Why PowerTransformer raises FloatingPointError by given non zero data

Question

from sklearn.preprocessing import PowerTransformer
transformer = PowerTransformer(method='yeo-johnson', standardize=True)
arr = [330117.5,
 651193.35,
 364335.63,
 2136036.01,
 1184539.05,
 1186871.87,
 2310647.36,
 860183.78,
 237451.79,
 2324365.47,
 1942665.42,
 1441017.74,
 1214875.44,
 530633.22,
 2528684.53,
 371882.3,
 400359.28,
 798128.31,
 2458850.02,
 35565.16,
 655361.06,
 979121.35,
 2455851.58,
 656799.58,
 551429.2,
 122855.01,
 714573.03,
 1065608.98,
 656657.61,
 327573.11,
 697887.49,
 3853463.06,
 60303.21,
 778135.06,
 509140.84,
 617577.08,
 2112523.9,
 164003.18,
 484017.51,
 1250302.48,
 2342622.41,
 349077.45,
 1069976.02,
 1005329.1,
 836722.74,
 1126835.94,
 6773842.44,
 554150.9,
 18207498.84,
 2413814.68,
 3056937.64,
 1493907.08,
 420165.71,
 424720.48,
 506684.87,
 3138440.77,
 4737292.56,
 6619302.87,
 178811.87,
 1931526.68,
 155927053.78,
 735076.02,
 20403952.84,
 2712149.03,
 329014.58,
 894241.92,
 966598.77,
 1105177.67,
 1122957.48,
 3435244.08,
 3485325.79,
 1424915.64,
 684150.05,
 977746.26,
 37386.1,
 1616938.1,
 1517666.31,
 753096.39]

df_test = pd.DataFrame(np.array(arr), columns = ['Column_A'])
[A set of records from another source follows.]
PR #1137, opened 2015-04-07
Correct exception message when mounting

SpacePossum:
Use a better exception message when calling `mount` with a `ControllerProviderInterface` that doesn't return an `ControllerCollection` on the `connect` call.

### DIFF
--- a/src/Silex/Application.php
+++ b/src/Silex/Application.php
@@ -500,8 +500,7 @@ class Application extends \Pimple implements HttpKernelInterface, TerminableInte
                 throw new \LogicException(sprintf('The method "%s::connect" must return a "ControllerCollection" instance. Got: "%s', get_class($controllers), is_object($connectedControllers) ? get_class($connectedControllers) : gettype($connectedControllers)));
             }
 
-			$controllers = $connectedControllers;
-
+            $controllers = $connectedControllers;
         } elseif (!$controllers instanceof ControllerCollection) {
             throw new \LogicException('The "mount" method takes either a "ControllerCollection" or a "ControllerProviderInterface" instance.');
         }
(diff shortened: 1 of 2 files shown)


src/Silex/Application.php
```diff
@@ -495,9 +495,11 @@ public function mount($prefix, $controllers)
     {
         if ($controllers instanceof ControllerProviderInterface) {
             $controllers = $controllers->connect($this);
-        }
 
-        if (!$controllers instanceof ControllerCollection) {
+            if (!$controllers instanceof ControllerCollection) {
+                throw new \LogicException('The ControllerProviderInterface must return a ControllerCollection instance for the "connect" method.');
```
GromNaN: It would be even more explicit if we could get the actual class name.

```
The method "MyControllerProvider::connect" must return a "ControllerCollection"
```

SpacePossum: :+1:  Thanks for the suggestion, I've update the PR.

src/Silex/Application.php
```diff
@@ -494,11 +494,16 @@ public function sendFile($file, $status = 200, array $headers = array(), $conten
...
         if ($controllers instanceof ControllerProviderInterface) {
-            $controllers = $controllers->connect($this);
-        }
+            $connectedControllers = $controllers->connect($this);
+
+            if (!$connectedControllers instanceof ControllerCollection) {
+                throw new \LogicException(sprintf('The method "%s::connect" must return a "ControllerCollection" instance. Got: "%s', get_class($controllers), is_object($connectedControllers) ? get_class($connectedControllers) : gettype($connectedControllers)));
+            }
+
+			$controllers = $connectedControllers;
```
GromNaN: You used tabs instead of spaces for indentation.

src/Silex/Application.php
GromNaN: Nice :)

src/Silex/Application.php
SpacePossum: thanks for the heads up, corrected

GromNaN:
:+1:
To be complete, you can had a test that check the exception thrown.

SpacePossum:
cool, will do :)

fabpot:
Thank you @SpacePossum.

PR #1139, opened 2015-04-10
PimpleAwareEventDispatcher

Atriedes:
make current event dispatcher aware of service in pimple.

It provide similiar feature like this : http://symfony.com/doc/current/components/event_dispatcher/container_aware_dispatcher.html

this code adapted from : https://github.com/symfony/EventDispatcher/blob/master/ContainerAwareEventDispatcher.php

### DIFF
--- a/src/Silex/PimpleAwareEventDispatcher.php
+++ b/src/Silex/PimpleAwareEventDispatcher.php
@@ -1,6 +1,5 @@
 <?php
 
-
 namespace Silex;
 
 use Symfony\Component\EventDispatcher\EventDispatcher;
@@ -37,11 +36,11 @@ final class PimpleAwareEventDispatcher extends EventDispatcher
     }
 
     /**
-     * @param $event_name
-     * @param $callback
+     * @param string $event_name
+     * @param array $callback
      * @param int $priority
      */
-    public function addListenerService($event_name, $callback, $priority = 0)
+    public function addListenerService($event_name, array $callback, $priority = 0)
     {
         if (!is_array($callback) || count($callback) !== 2) {
             throw new \InvalidArgumentException("Expected an array('service', 'method') argument");
@@ -119,8 +118,8 @@ final class PimpleAwareEventDispatcher extends EventDispatcher
     }
 
     /**
-     * @param $service_id
-     * @param $class
+     * @param string $service_id
+     * @param string $class
      */
     public function addSubscriberService($service_id, $class)
     {
@@ -152,7 +151,7 @@ final class PimpleAwareEventDispatcher extends EventDispatcher
     }
 
     /**
-     * @param $event_name
+     * @param string $event_name
      */
     private function lazyLoad($event_name)
     {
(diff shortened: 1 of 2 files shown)


dosten:
Why `PimpleAwareEventDispatcher` and not `ContainerAwareEventDispatcher`?

src/Silex/PimpleAwareEventDispatcher.php
```diff
@@ -0,0 +1,178 @@
+<?php
+
+
```
dosten: Extra line

src/Silex/PimpleAwareEventDispatcher.php
```diff
@@ -0,0 +1,178 @@
...
+    /**
+     * @param Container $container
+     */
+    public function __construct(Container $container)
+    {
+        $this->container = $container;
+    }
+
+    /**
+     * @param $event_name
```
dosten: Missing param type

src/Silex/PimpleAwareEventDispatcher.php
```diff
@@ -0,0 +1,178 @@
...
+     * @param $callback
```
dosten: Missing param type

src/Silex/PimpleAwareEventDispatcher.php
```diff
@@ -0,0 +1,178 @@
...
+        } else {
+            $this->lazyLoad($event_name);
+        }
+
+        return parent::getListeners($event_name);
+    }
+
+    /**
+     * @param $service_id
+     * @param $class
```
dosten: Same here

src/Silex/PimpleAwareEventDispatcher.php
```diff
@@ -0,0 +1,178 @@
...
+     */
+    public function addSubscriberService($service_id, $class)
```
dosten: You need to type hint the `$class` parameter with `Symfony\Component\EventDispatcher\EventSubscriberInterface`

Atriedes:
@dosten : why not ContainerAwareEventDispatcher because it only implement container which is pimple, as you see in here https://github.com/symfony/EventDispatcher/blob/master/ContainerAwareEventDispatcher.php it also implement specific container. So I decided to use PimpleAware to avoid confusion.

And thanks for code review, will updated soon :)

src/Silex/PimpleAwareEventDispatcher.php
Atriedes: `$class` must be in a string that contain class name in order to perform lazy load for EvenSubscriber.

please refer to this docs : http://symfony.com/doc/current/components/event_dispatcher/container_aware_dispatcher.html#adding-subscriber-services

fabpot:
I'm :-1: on adding so much code to Silex. I'm not even sure if it's worth it.

alexantr:
@fabpot
> I'm :-1: on adding so much code to Silex.

:+1:

PR #1141, opened 2015-04-10
[Tests] Fix tests with Symfony dependencies version 2.7

petrgrishin:


fabpot:
Thanks for the pull request. I'm closing it as I've done a slightly different fix in #1142 (which involved a fix in Symfony as well).

petrgrishin:
Yes, you're right

PR #1154, opened 2015-04-23
Have `Controller::generateRouteName()` always put the method first.

LawnGnome:
At present, mounted controllers can get weird route names. For instance, let's say you have this controller definition:

    $otherController = $app['controllers_factory'];
    $otherController->get('/{name}', function (Request $request, $name) use ($app) {
      return new Response("Goodbye $name!\n", 200, ['Content-Type' => 'text/plain']);
      });
    $app->mount('/goodbye', $otherController);

The generated route name in this case will be `_goodbyeGET_name`, which technically contains everything, but is ugly.

With this PR, the route name will change to `GET_goodbye_name`, which is considerably easier to parse when debugging.

### DIFF
--- a/src/Silex/Controller.php
+++ b/src/Silex/Controller.php
@@ -109,8 +109,6 @@ class Controller
     {
         $requirements = $this->route->getRequirements();
 
-        // The trailing underscore is required to separate the method from the
-        // prefix, if one is set.
         $method = isset($requirements['_method']) ? $requirements['_method'].'_' : '';
 
         $routeName = $method.$prefix.$this->route->getPath();
@@ -118,7 +116,7 @@ class Controller
         $routeName = preg_replace('/[^a-z0-9A-Z_.]+/', '', $routeName);
 
         // Collapse consecutive underscores down into a single underscore.
-        $routeName = preg_replace('/_{2,}/', '_', $routeName);
+        $routeName = preg_replace('/_+/', '_', $routeName);
 
         return $routeName;
     }
--- a/src/Silex/Controller.php
+++ b/src/Silex/Controller.php
@@ -107,11 +107,17 @@ class Controller
     public function generateRouteName($prefix)
     {
         $requirements = $this->route->getRequirements();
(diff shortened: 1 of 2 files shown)


src/Silex/Controller.php
```diff
@@ -107,12 +108,18 @@ public function freeze()
     public function generateRouteName($prefix)
     {
         $requirements = $this->route->getRequirements();
-        $method = isset($requirements['_method']) ? $requirements['_method'] : '';
 
-        $routeName = $prefix.$method.$this->route->getPath();
+        // The trailing underscore is required to separate the method from the
+        // prefix, if one is set.
```
fabpot: I would remove the comment here.

src/Silex/Controller.php
```diff
@@ -107,12 +108,18 @@ public function freeze()
...
+        $method = isset($requirements['_method']) ? $requirements['_method'].'_' : '';
+
+        $routeName = $method.$prefix.$this->route->getPath();
         $routeName = str_replace(array('/', ':', '|', '-'), '_', $routeName);
         $routeName = preg_replace('/[^a-z0-9A-Z_.]+/', '', $routeName);
 
+        // Collapse consecutive underscores down into a single underscore.
+        $routeName = preg_replace('/_{2,}/', '_', $routeName);
```
fabpot: `_+` instead of `_{2,}`

src/Silex/Controller.php
LawnGnome: Done.

src/Silex/Controller.php
LawnGnome: Done — I wrote the regex that way to be clear about what it's doing, but the comment really covers that anyway.

fabpot:
Looks good now. But I've just realized that you worked on 1.2, but at this is a small BC break, I would prefer to merge this into the 1.3 branch. Can you create a new PR for 1.3 instead? Thanks.

LawnGnome:
Sure thing. I'll close this off and reference it in the new PR.

PR #7313, opened 2023-02-15
Remove USE_RINCGC flag

eightbitraptor:
Ruby doesn't compile when USE_RINCGC is disabled. It's also not being tested in CI.

Let's remove it, and the underlying GC_ENABLE_INCREMENTAL_MARK flag.

PR #7982, opened 2023-06-27
Remove reference to USE_RINCGC

eightbitraptor:
This compile time flag was removed in https://github.com/ruby/ruby/pull/7313

This commit cleans up some related dead code.


nobu (approved):
It doesn't seem nice to expose the private compile-time flag.

PR #7990, opened 2023-06-28
Introduce script_lines function for refactor

S-H-GAMELINKS:
Introduce `script_lines_with` macro for refactor `script_lines_defined` and `script_lines_get` functions

### DIFF
--- a/parse.y
+++ b/parse.y
@@ -149,22 +149,24 @@ literal_hash(VALUE a)
     return rb_iseq_cdhash_hash(a);
 }
 
-static int
-script_lines_defined(void)
+static ID
+script_lines(void)
 {
     ID script_lines;
     CONST_ID(script_lines, "SCRIPT_LINES__");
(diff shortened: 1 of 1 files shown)


nobu:
Isn't it better to extract a function returns `script_lines`?

parse.y
```diff
@@ -149,22 +149,24 @@ literal_hash(VALUE a)
     return rb_iseq_cdhash_hash(a);
 }
 
-static int
-script_lines_defined(void)
+static ID
+script_lines(void)
 {
-    ID script_lines;
+    ID script_lines; \
```
nobu, line 155:
```suggestion
    ID script_lines;
```

S-H-GAMELINKS: Thanks, fixed it in https://github.com/ruby/ruby/pull/7990/commits/83d67923f26bfa31c7e5502392cc943656ff7bb3

PR #7992, opened 2023-06-28
Increase memory leak test timeout

peterzhu2118:
The test times out on some platforms, so increase the timeout.

### DIFF
--- a/test/ripper/test_ripper.rb
+++ b/test/ripper/test_ripper.rb
@@ -143,7 +143,7 @@ end
 
   def test_no_memory_leak
     assert_no_memory_leak(%w(-rripper), "", "#{<<~'end;'}", rss: true)
-      10_000_000.times do
+      2_000_000.times do
         Ripper.parse("")
       end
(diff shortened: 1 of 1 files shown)


test/ripper/test_ripper.rb
```diff
@@ -142,7 +142,7 @@ def test_dedent_string
   end
 
   def test_no_memory_leak
-    assert_no_memory_leak(%w(-rripper), "", "#{<<~'end;'}", rss: true)
+    assert_no_memory_leak(%w(-rripper), "", "#{<<~'end;'}", rss: true, timeout: 60)
```
nobu, line 145: This test consumes 22 secs.
Repeating 10M times is needed?

peterzhu2118: I changed it to 2M times. At 1M times, the test doesn't work on my M1 MacBook Pro (but works on my x86 Linux machine). 2M times is the minimum for my M1.

PR #7998, opened 2023-06-29
Refactor extract apt-get

shyouhei:
Same as #7994, but for `apt-get` instead.

### DIFF
--- a/.github/actions/setup/ubuntu/action.yml
+++ b/.github/actions/setup/ubuntu/action.yml
@@ -1,0 +1,53 @@
+name: Setup ubuntu environment
+description: >-
+  At the beginning there was no way but to copy & paste `apt-get`
+  everywhere.  But now that we have composite actions, it seems better
+  merge them into one.
+
+inputs:
+  arch:
+    required: false
+    default: ''
+    description: >-
+      Architecture.  Because we run this on a GitHub-hosted runner
+      acceptable value for this input is very limited.
+
+outputs:
+  arch:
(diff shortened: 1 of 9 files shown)


.github/actions/setup/ubuntu/action.yml
```diff
@@ -0,0 +1,53 @@
...
+      run: |
+        set -x
+        ${arch:+sudo dpkg --add-architecture ${arch#:}}
+        sudo apt-get update -qq || :
+        sudo apt-get install --no-install-recommends -qq -y -o=Dpkg::Use-Pty=0 \
+        ${arch:+cross}build-essential${arch/:/-} \
+        libssl-dev${arch} libyaml-dev${arch} libreadline6-dev${arch} \
+        zlib1g-dev${arch} libncurses5-dev${arch} libffi-dev${arch} \
+        autoconf ruby
+        sudo apt-get install -qq -y pkg-config${arch} || :
```
nobu, line 53: Just today I was thinking of putting `pkg-config` in the above line too.

nobu (approved):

standardized = transformer.fit_transform(df_test[["Column_A"]]).reshape(-1)

df_test.loc[:, "Column_A_std"] = pd.Series(standardized, index=df_test.index, name="Column_A_std")

df_test.head()

/usr/local/lib/python3.7/dist-packages/sklearn/preprocessing/_data.py in _neg_log_likelihood(lmbda) 2980 n_samples = x.shape[0] 2981 -> 2982 loglike = -n_samples / 2 * np.log(x_trans.var()) 2983 loglike += (lmbda - 1) * (np.sign(x) * np.log1p(np.abs(x))).sum() 2984

FloatingPointError: divide by zero encountered in log

Answer 1

This appears to be a numerical precision issue. When optimizing the lambda using scipy.optimize.brent, some lambdas create a constant transformed data, which breaks the log-likelihood calculation, and such a lambda gets chosen as "optimal".

Scaling your original data by, say, 100000 fixes the issue. I don't think the scale of the original should make a difference in the Yeo-Johnson transformation; checking that by scaling by other numbers, as low as ~100, also fixes the problem, and produces output that has correlation of 0.995 with other scaling amounts.